Unrolled Policy Iteration for Tiny Recursive Models

We study recursive self-improvement via internal evaluators trained from verifier feedback, focusing on stability when recursive compute is scaled at test time. In plan-editing models such as Tiny Recursive Models (TRMs), an inner evaluator is unrolled for $n$ recurrent steps to produce a value estimate; the unroll depth~$n$ is an architectural compute budget. We formalize plan editing as a Markov decision process and analyze approximate policy iteration with truncated internal evaluation. Under a contraction assumption on the inner recursion---requiring the latent update map to have Lipschitz constant $L_z < 1$---we decompose value error into an architectural Bellman-residual term plus a finite-unrolling bias that decays geometrically as $L_z^{\,n}$ with depth.
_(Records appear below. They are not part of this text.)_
PR #741, opened 2024-10-03
Develop

arthurfujii:
[DEMO LINK](https://arthurfujii.github.io/react_redux-list-of-posts/)


pedro-ruas (approved):
Arthur, after analyzing the failing test and your code, I came to the conclusion that there is a problem within the test. Seems the test is trying to find an element that should not be there and fails because it isn't there xD
Because of this, I believe the issue isn't on your side and thus I am approving your task

PR #742, opened 2024-10-03
add task solution

vneholiuk:
[DEMO LINK](https://vneholiuk.github.io/react_redux-list-of-posts/)


src/slices/usersSlice.ts
```diff
@@ -0,0 +1,42 @@
...
+  async () => {
+    try {
+      const result = await getUsers();
+
+      return result;
+    } catch (error) {
+      throw error;
+    }
+  },
+);
```
etojeDenys, line 25:
```suggestion
export const fetchAllUsers = createAsyncThunk<User[], void>(
  'users/fetchAllUsers',
   getUsers
 );
```

src/slices/postsSlice.ts
```diff
@@ -0,0 +1,59 @@
...
+    try {
+      const respond = await getUserPosts(postId);
+
+      return respond;
+    } catch (error) {
+      throw new Error('Error');
+    }
+  },
+);
+
```
etojeDenys, line 30: you can simplify the same way each this function

etojeDenys (changes requested):
image
and it looks different in working example, pls don't hesitate to ask for some help in the chat

PR #744, opened 2024-10-04
add task solution

pawelnowicki87:
[DEMO LINK](https://pawelnowicki87.github.io/react_redux-list-of-posts/)


src/components/NewCommentForm.tsx
```diff
@@ -1,71 +1,64 @@
...
+        postId: selectedPost!.id,
+      }),
+    );
 
-    // and the spinner will disappear immediately
-    setSubmitting(false);
-    setValues(current => ({ ...current, body: '' }));
-    // We keep the entered name and email
+    dispatch(setValue({ field: 'body', value: '' }));
   };
```
Zibi95, line 62: I would keep state of from locally. You don't have to keep all the state inside store. You can still use useState or useReducer.

src/components/PostDetails.tsx
```diff
@@ -1,93 +1,25 @@
...
-    // not to make the user wait long for the actual deletion
-    // eslint-disable-next-line max-len
-    setComments(currentComments =>
-      currentComments.filter(comment => comment.id !== commentId),
-    );
-
-    await commentsApi.deleteComment(commentId);
-  };
+    setVisible(false);
+    dispatch(loadPostComments(selectedPost!.id));
```
Zibi95, line 21: Avoid using this ! symbol. Its non-null assertion operator in typescript. You can't never be sure that something will be null. If `selectedPost` will be `null` it will break whole app. Its safer to use this symbol ? or check if selectedPost exist before loading comments

src/components/PostItem.tsx
```diff
@@ -0,0 +1,55 @@
...
+                    dispatch(
+                      selectPost(post.id === selectedPost?.id ? null : post),
+                    );
+                  }}
+                >
+                  {post.id === selectedPost?.id ? 'Close' : 'Open'}
+                </button>
+              </td>
+            </tr>
+          ))}
```
Zibi95, line 50: Use desctructure syntax whenever you can

src/components/PostItem.tsx
Zibi95, line 1: Why are there two PostsList components, and why is one of them in the PostItem file?

src/features/comments.ts
```diff
@@ -0,0 +1,117 @@
...
+  (data: Omit<Comment, 'id'>) => createComment(data),
+);
+
+export const removeComment = createAsyncThunk(
+  'comments/deleteComment',
+  async (commentId: number) => {
+    const delResponse = await deleteComment(commentId);
+
+    // eslint-disable-next-line no-console
+    console.log(delResponse);
```
Zibi95, line 35: clean up console.logs

Zibi95 (changes requested):
Hey. Good job! There are still some things to do. Clean up a bit and implement that PostItem component.

src/components/PostItem.tsx
pawelnowicki87: I need to use the whole obj 'post' in map method to get access to onClick method. In case of destructure id and title, i wont be able to get scope.

src/components/PostsList.tsx
```diff
@@ -21,32 +16,13 @@ export const PostsList: React.FC<Props> = ({}) => {
...
-                    dispatch(
-                      selectPost(post.id === selectedPost?.id ? null : post),
-                    );
-                  }}
-                >
-                  {post.id === selectedPost?.id ? 'Close' : 'Open'}
-                </button>
-              </td>
-            </tr>
+            <PostItem key={post.id} post={post} isSelected={selectedPost} />
```
Zibi95, line 25: I would expect boolean value in isSelected variable

src/components/PostItem.tsx
Zibi95: Oh okay. I didn;t notice that

src/components/PostDetails.tsx
```diff
@@ -1,165 +1,108 @@
...
+        {!comments.isCommetsLoading &&
+          comments.errorMessageOnCommentsLoading.length > 0 && (
+            <div className="notification is-danger" data-cy="CommentsError">
+              Something went wrong
+            </div>
+          )}
+
+        {!comments.isCommetsLoading &&
+          comments.errorMessageOnCommentsLoading.length === 0 &&
+          comments.comments.length === 0 && (
```
Zibi95, line 48: Here are also some multilevel boolean checks inside JSX

Zibi95 (changes requested):
Almost there! There are still some improvements that could be done.

natalia-klonowska (changes requested):
when deleting comment a loader is shown for the entire PostDetails component. this behavior is not user-friendly especially when you want to delete multiple comments cos it unnecessarily blocks the whole view

danon321 (approved):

For conservative mixture updates that blend the current policy with a candidate at mixing weight~$\alpha$, we show that with statewise-centered advantage estimates, evaluation error enters the improvement bound scaled by~$\alpha$ rather than at full strength, reducing sensitivity to imperfect evaluation. Experiments on Sudoku (4${\times}$4 and 9${\times}$9) trained solely from checker feedback validate feasibility and show that contraction strength and latent projection modulate stability under depth mismatch between training and evaluation. The analysis identifies the contraction modulus and unroll depth as practical stability controls for policy improvement under truncated internal computation.